Unvested as of April 1, 2019   15,278   $5.01 
Granted   -    - 
Vested   (15,278)   5.01 
Forfeited or expired   -    - 
Unvested as of March 31, 2020   -    - 
Granted   -    - 
Vested   -    - 
Forfeited or expired   -    - 
Unvested as of March 31, 2021   -    - 

Warrants


The table below summarizes the Company’s warrant activities:


   Number of Warrants   Weighted Average Exercise Price   Weighted-
Average Remaining Contractual Term (in years)
 
Balance outstanding, April 1, 2019   167,363   $4.01    1.94 
Granted   -    -    - 
Exercised   -    -    - 
Forfeited/expired   -    -    - 
Balance outstanding, March 31, 2020   167,363    4.01    0.94 
Granted   -    -    - 
Exercised   -    -    - 
Forfeited/expired   (167,363)   4.01    0.94 
Balance outstanding, March 31, 2021   -    -    - 
Exercisable, March 31, 2021   -    -    - 

Authorized Common Stock and Creation of Preferred Stock


The Company has the authority to issue up to 501,000,000 shares, consisting of 500,000,000 shares of the Company’s common stock and 10,000,000 shares of the Company’s preferred stock, $0.001 par value per share (the “preferred stock”).


The Company may issue shares of preferred stock from time to time in one or more series, each of which will have such distinctive designation or title as shall be determined by the Company’s board of directors and will have such voting powers, full or limited, or no voting powers, and such preferences and relative, participating, optional or other special rights and such qualifications, limitations or restrictions thereof, as shall be stated in the resolution or resolutions providing for the issue of such class or series of preferred stock as may be adopted from time to time by the Company’s board of directors.  The Company’s board of directors will have the power to increase or decrease the number of shares of preferred stock of any series after the issuance of shares of that series, but not below the number of shares of such series then outstanding.  In case the number of shares of any series shall be decreased, the shares constituting such decrease will resume the status of authorized but unissued shares of preferred stock.

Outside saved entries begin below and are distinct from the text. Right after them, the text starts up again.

PR #2059, opened 2024-02-15
CMR-9684: Part 2 - Switching humanizer report from 24 hr interval to daily schedule

jmaeng72:
Updating the humanizer-report to trigger an hour after the collection metadata cache does

### DIFF
--- a/search-app/src/cmr/search/services/humanizers/humanizer_report_service.clj
+++ b/search-app/src/cmr/search/services/humanizers/humanizer_report_service.clj
@@ -197,8 +197,10 @@
 
 (defn refresh-humanizer-report-cache-job
   [job-key]
-  "The job definition used by the system job scheduler."
+  "The job definition used by the system job scheduler to refresh the humanizer report cache.
+  This cache is directly reliant on the collection-metadata-cache being refreshed and present (refresh-collections-metadata-cache-job).
+  Currently the collection metadata cache is refreshed daily at 6 AM UTC. So we will start this job an hour after that."
   {:job-type HumanizerReportGeneratorJob
    :job-key job-key
-   :interval (* 60 60 24) ; every 24 hours
-   :start-delay (+ (default-job-start-delay) (humanizer-report-generator-job-delay))})
+   :start-delay (* 10 60) ;; 10 minutes delay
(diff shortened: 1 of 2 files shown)


search-app/src/cmr/search/services/humanizers/humanizer_report_service.clj
```diff
@@ -197,8 +197,10 @@
...
-  "The job definition used by the system job scheduler."
+  "The job definition used by the system job scheduler to refresh the humanizer report cache.
+  This cache is directly reliant on the collection-metadata-cache being refreshed and present (refresh-collections-metadata-cache-job).
+  Currently the collection metadata cache is refreshed daily at 6 AM UTC. So we will start this job an hour after that."
   {:job-type HumanizerReportGeneratorJob
    :job-key job-key
-   :interval (* 60 60 24) ; every 24 hours
-   :start-delay (+ (default-job-start-delay) (humanizer-report-generator-job-delay))})
+   :start-delay (* 10 60) ;; 10 minutes delay
+   :daily-at-hour-and-minute [07 00]})
```
johnwteague, line 206: Would it be better to use a modified humanizer-report-generator-job-delay, which is still at 400s I think? Maybe I don't get the point of the start-delay here. You're scheduling at 7:00 UTC, plus 10 min delay, so 7:10 UTC start time?

johnwteague: This ticket is already Verified Internal, how are we tracking this change?

jmaeng72: I put the delay in there, for the current bootstrap problem where all our caches start at deployment and cause errors. However, it will not be necessary once the bootstrap problem is fixed in the future.

I will create a new ticket for this and update the PR name to reflect that

johnwteague: Oh, the 'start-delay' defines a delay after application start? haha, I didn't know what it meant. Thought it was delay after the scheduled time or something, that's why I was confused.
Thanks!

isja17 (approved):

While the Company does not currently have any plans for the issuance of preferred stock, the issuance of such preferred stock could adversely affect the rights of the holders of common stock and, therefore, reduce the value of the common stock. It is not possible to state the actual effect of the issuance of any shares of preferred stock on the rights of holders of the common stock until and unless the Company’s board of directors determines the specific rights of the holders of the preferred stock; however, these effects may include: restricting dividends on the common stock, diluting the voting power of the common stock, impairing the liquidation rights of the common stock, or delaying or preventing a change in control of the Company without further action by the stockholders.


Stock Repurchase Program


In December 2020, we announced that our board of directors has authorized the repurchase up to two million shares of our outstanding common stock from time to time. The timing, price, and quantity of purchases under the program will be at the discretion of our management and will depend upon a variety of factors including share price, general and business market conditions, compliance with applicable laws and regulations, corporate and regulatory requirements, and alternative uses of capital. The program may be expanded, suspended, or discontinued by our board of directors at any time. Although our board of directors has authorized this stock repurchase program, there is no guarantee as to the exact number of shares, if any, that will be repurchased by us, and we may discontinue purchases at any time that management determines additional purchases are not warranted. We cannot guarantee that the program will be consummated, fully or all, or that it will enhance long-term stockholder value. The program could affect the trading price of our common stock and increase volatility, and any announcement of a termination of this program may result in a decrease in the trading price of our common stock. In addition, this program could diminish our cash reserves.